On the remote server, rewrite the getIterations function in
src/mandelbrot_single_thread.cpp to use plain double variables zr and zi
instead of std::complex<double>, expanding z*z + c algebraically.
Rebuild with `make clean && make single_thread DEBUG=1`, then re-run the
Code Hotspots recipe and compare with the previous run. Have the
std::complex operator symbols disappeared from the hotspot list?

    

The agent calls arm-mcp/apx_recipe_run and returns the comparison. Every std::complex function—__muldc3, operator*=, operator+=, operator+, operator*, __rep—is gone from the profile. Total profile sample count drops from approximately 48,750 (baseline) to approximately 11,457, a reduction of ~76% and a measured ~4x speedup.

Optimization 3: Enable compiler optimizations with -O3

Both previous changes were applied to the debug binary, compiled with -O0 (no optimization). At -O0, the compiler doesn’t inline any function calls, which is why std::complex operators appeared separately in the profile even after the algorithmic fix. Building with -O3 lets the compiler inline getIterations into draw, unroll the inner loop, and auto-vectorize the scalar double arithmetic using the Arm NEON/ASIMD unit.

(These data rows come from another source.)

Issue #9145, opened 2016-01-19
[serious] LTS 4.x and drop 2.7 on 5.x ?


Carreau:
Well all is in the title.

I'm not sure IPython 4.x is missing a lot of features, we have some annoying bugs that have languished for years, and we more and more tend to [commit code that uses python 3 only features and fails on travis](https://github.com/ipython/ipython/pull/9144#issuecomment-172985454) 

So real question, is it time to start thinking about dropping 2.7 ? 

Obviously there are several level of "dropping support". I'll on purpose do not list change that will On purpose break things on Python 2.7:
   - Drop 2.7 from supported python, at least officially, by which I mean, we remove mention of 2.7 compatibility, but still have unit-test... etc 
   - allow-failure on 2.7, not actively working on fixing 2.7 bugs accept PRs.
   - not release 2.x wheels.
   - marking 5.0 as `requires-python >=3.3` (still leave ability to install from source manually).

I know that people are still attached to 2.7 so I propose to make 4.x "LTS", in the sens of still accepting PRs that fixes things and release at least regularly.

takluyver:
Nah, not for IPython. 5.x is too soon, and I don't want to be stuck supporting the readline stuff that we'll hopefully be dropping from the codebase in 5 or 6.

I think we should consider dropping Python 2 support in the notebook server for maybe version 5 or 6 of that - it would remain possible to run Python 2 notebooks, but you'd have to have Python 3 for the server itself. Once we've done that, we can start to think about dropping Python 2 further down the stack.

ivanov:
Hey gang - doing the standard issues cleanup - closing this one since we've dropped support for 2.7 in master.

:cake: and happy hacking! :bowtie:

PR #10865, opened 2017-10-21
Remove redundant Python 2 code

hugovk:
IPython 6 dropped support for Python 2.7, 3.0, 3.1 and 3.2 (eg. https://github.com/ipython/ipython/issues/9145, https://github.com/ipython/ipython/pull/9900, https://github.com/ipython/ipython/pull/10131).

This removes a lot of old Python 2 code still in the codebase.

TODO:
* [x] Restore trailing whitespace
* [x] Restore `cast_unicode`
* [x] Resolve merge conflict
* [x] Restore `clr` import
* [x] Restore `arg_split` import
* [x] Keep `cast_bytes` in `py3compat`
* [x] Restore all non-Python 2 stuff in `py3compat`
* [x] Add deprecation docstring to `py3compat`


takluyver:
I haven't checked in detail, but I'm not 100% comfortable removing all those `cast_unicode` calls. We have a `cast_unicode_py2` function for when we *know* it's redundant on Python 3, so if we're using `cast_unicode` instead, there's a chance that that is necessary even on Python 3.

Also, as with your PR to my fork, can we ask you to do it with your editor configured to not strip whitespace? It can cause merge conflicts and problems with `git blame`.

hugovk:
Sure, coming up.

hugovk:
@takluyver This PR updated.

.editorconfig
```diff
@@ -0,0 +1,19 @@
+# Top-most EditorConfig file
```
takluyver: @Carreau @gnestor thoughts on adding this file? It seems reasonable to me, but I know people sometimes take issue with ever more config files in the repo root directory.

IPython/utils/_process_cli.py
```diff
@@ -12,23 +12,21 @@
 """
 
 # Import cli libraries:
-import clr
```
takluyver: I think this might be a special thing that needs to be imported first for IronPython to work. Best to leave this module alone, I think.

IPython/utils/_process_cli.py
```diff
@@ -12,23 +12,21 @@
...
 import System
 
 # Import Python libraries:
 import os
 
 # Import IPython libraries:
 from IPython.utils import py3compat
-from ._process_common import arg_split
```
takluyver: This is there to be re-exposed by the module. Again, let's leave this as is.

IPython/utils/py3compat.py
```diff
@@ -27,310 +22,84 @@ def cast_unicode(s, encoding=None):
         return decode(s, encoding)
     return s
 
-def cast_bytes(s, encoding=None):
-    if not isinstance(s, bytes):
-        return encode(s, encoding)
-    return s
```
takluyver: I'm a bit wary of removing things from `py3compat` in case other modules like `ipykernel` rely on them.

takluyver:
Thanks, this mostly looks good now. A few comments inline.

IPython/utils/py3compat.py
hugovk: Sure, I'll make these changes. Seeing as Python 3 is now the only supported version, how about somehow marking `py3compat` as deprecated?

takluyver:
Yeah, I think it could have a 'deprecated' note in the docstring now, and then in the future when we think we've got rid of all uses of it, add a warning on import.

For now,  let's leave all the functions exposed by `py3compat` that were there before (not just the one my previous comment was on the line of) :-)

Carreau:
First thing I want to say is  I'm worried about finishing up cleaning py2 compat code; this has been painful before for automatic backport of bug fixes, and lead to subtle bugs. We've stop removing things on purpose some time ago. 

I'll look at it in more details.

.editorconfig
Carreau: I'm ok adding it, but I don't know of a lot of people using that. It may likely just rot as the tox.ini file which is never used and still test on Python 27 as shown further in this PR.

.gitignore
```diff
@@ -21,5 +21,6 @@ __pycache__
 .DS_Store
 \#*#
 .#*
+.cache
```
Carreau: Should that also be in your system global `.gitignore` if you feel the need to add it ?

IPython/utils/py3compat.py
```diff
@@ -1,22 +1,17 @@
 # coding: utf-8
```
Carreau: _if_ we remove the compatibility layer python2/python3, should this file still exists ? The way I see it either this file is / or is not. If there are function with use often they probably should be in utils. @takluyver thoughts ?

IPython/utils/tokenize2.py
```diff
@@ -91,11 +91,7 @@ def maybe(*choices): return group(*choices) + '?'
 Floatnumber = group(Pointfloat, Expfloat)
 Imagnumber = group(r'[0-9]+[jJ]', Floatnumber + r'[jJ]')
 Number = group(Imagnumber, Floatnumber, Intnumber)
-
-if sys.version_info.minor >= 3:
-    StringPrefix = r'(?:[bB][rR]?|[rR][bB]?|[uU])?'
-else:
-    StringPrefix = r'(?:[bB]?[rR]?)?'
+StringPrefix = r'(?:[bB][rR]?|[rR][bB]?|[uU])?'
```
Carreau: if I remember correctly this file is base on Python 3.2 stdlib, does it make sens to check whether the bugs have been fixed upstream on 3.4+ instead of having it diverge more ?

setupbase.py
```diff
@@ -40,15 +40,9 @@ def oscmd(s):
...
-
-try:
-    execfile
-except NameError:
-    def execfile(fname, globs, locs=None):
-        locs = locs or globs
-        exec(compile(open(fname).read(), fname, "exec"), globs, locs)
+def execfile(fname, globs, locs=None):
+    locs = locs or globs
+    exec(compile(open(fname).read(), fname, "exec"), globs, locs)
```
Carreau: +1

tox.ini
```diff
@@ -19,7 +19,7 @@ toxworkdir = /tmp/tox_ipython
 ; Other IPython/testing dependencies should be in setup.py, not here
 deps =
   pypy: https://bitbucket.org/pypy/numpy/get/master.zip
-  py{36,35,34,33,27}: matplotlib
+  py{36,35,34,33}: matplotlib
```
Carreau: Considering if we should just remove the `.tox` file as it is never used.

IPython/utils/py3compat.py
Carreau: We can mark it as deprecated once we are not using it anymore. If we mark it as deprecated and still use it here and there people complain we don't even follow our own deprecations.

Carreau:
I don't have much to say, we'll need to do that at some point (and that will simplify the code. My guts guts just make me worried that there will be subtle bugs, and that it may create conflicts later. 

I've been willing to start a 7.x branch at some point; and would be more comfortable to get that into a major release than a minor. @takluyver thoughts ? You've been more active than me on IPython in the last few weeks.

.gitignore
hugovk: Perhaps, but it's in the common Python one --https://github.com/github/gitignore/blob/master/Python.gitignore#L43 -- and ignored in some other Python projects I just checked. And it showed up after running the tests for this project (`iptest --coverage xml `), so it can show up for others too.

takluyver: Yeah, I'm not sure exactly what creates it, but I see it quite often when running tests, so I'm fine with adding it to gitignore.

IPython/utils/py3compat.py
takluyver: Thoughts: leave it in for now, except for the if/else branch that only runs on Py2. Add a deprecation note in the docstring. Then, over a succession of future releases:

1. Eliminate all remaining usage of it in IPython
2. Add a deprecation warning when it's loaded
3. (Eventually) get rid of it

It doesn't cost much to leave it sitting around unused for a while, and other code might be importing it. We did [document it](http://ipython.readthedocs.io/en/4.x/development/pycompat.html) in earlier versions, though the [current version](http://ipython.readthedocs.io/en/stable/development/pycompat.html) tells people not to rely on it.

IPython/utils/tokenize2.py
takluyver: I suspect this change is reverting a divergence that was previously introduced. Ultimately it would be good to get rid of it, but that's a more complex job for another day.

takluyver:
I think that if we make this a bit more conservative, it's fine for a 6.x release. I already had a look over it and I'm happy with most of the changes. The main thing is that I'd preserve the py3compat API at least through the 6.x series, and probably longer.

hugovk:
Updated to:

* retain all of py3compat.py as is, except for the if/else that only runs on Python 2
* update py3compat.py docstring to note it is deprecated and will be removed in a future version
* update pycompat.rst to note it will be removed in a future version
* delete unused tox.ini

takluyver:
This looks OK to me as it stands. I'm sure someone will complain about removing tox.ini, but it's evidently not in use, or people would have already removed Python 2 from the list. So I'd say that not having it is better than having it inaccurate.

takluyver:
Thanks @hugovk !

Ask the agent to rebuild with the release target and re-profile. If it hasn’t already suggested this step, use the following prompt:

    

        
        
On the remote server, rebuild the application without the DEBUG flag using
`make clean && make single_thread`, then run the Code Hotspots recipe on
/home/ec2-user/Mandelbrot-Example/build/mandelbrot_single_thread and compare
with the previous run. How has the hotspot distribution changed and what is
the runtime improvement?

    

The agent calls arm-mcp/apx_recipe_run on the new binary path and returns the result. The getIterations function no longer appears as a separate hotspot because the compiler has inlined it completely into draw. Total profile sample count drops to approximately 3,997 — roughly 12x fewer samples than the original baseline of ~48,750, indicating a ~12x speedup.

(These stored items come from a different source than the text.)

PR #10866, opened 2017-10-22
Simplify oinspect.getdoc.

anntzer:
AFAICT the dance with catching the exception and rethrowing it had
become pointless.


takluyver:
Looks like it was probably leftover debugging, but git blame shows it was added five years ago (#1715), so it shows that it's probably safe to let the exception raise.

The only remaining hotspot is Mandelbrot::draw itself at ~98.6% of samples, which now includes both the iteration and colorizing passes. The colorizing pass calls pow(255, hue) per pixel — visible as powf64 at ~0.7% — but this is a small fraction of total time at this scale.

Summary

In this Learning Path, you combined the Arm MCP Server’s apx_recipe_run tool with an AI agent to drive the complete Code Hotspots workflow. Starting from a single-threaded C++ baseline, the agent:

• Ran the Code Hotspots recipe through a GitHub Copilot prompt file and retrieved structured profiling results, identifying getIterations and the sqrt-based escape check as the dominant hotspots
• Eliminated __complex_abs and hypotf64 by replacing abs(z) > THRESHOLD with a squared-magnitude check, removing ~33% of CPU overhead
• Replaced std::complex<double> with plain double arithmetic, removing all std::complex operator call overhead and delivering a ~4x speedup over the original baseline
• Enabled -O3 to let the compiler inline getIterations, unroll the loop, and auto-vectorize, delivering a further 3x improvement

The cumulative result, measured by profile sample counts, was a reduction from approximately 48,750 baseline samples to approximately 3,997 — a ~12x speedup — through three rounds of code changes, each validated by a re-profile before moving to the next.

The same pattern applies to any C++ application on Arm Neoverse. Run the Code Hotspots recipe to locate the hottest functions, let the agent cross-reference the source and the Arm knowledge base, apply the suggested changes, and re-profile to confirm. This evidence-driven loop is faster and less error-prone than manual profiling because the AI maintains context across all steps and keeps the profiling data visible alongside the code throughout.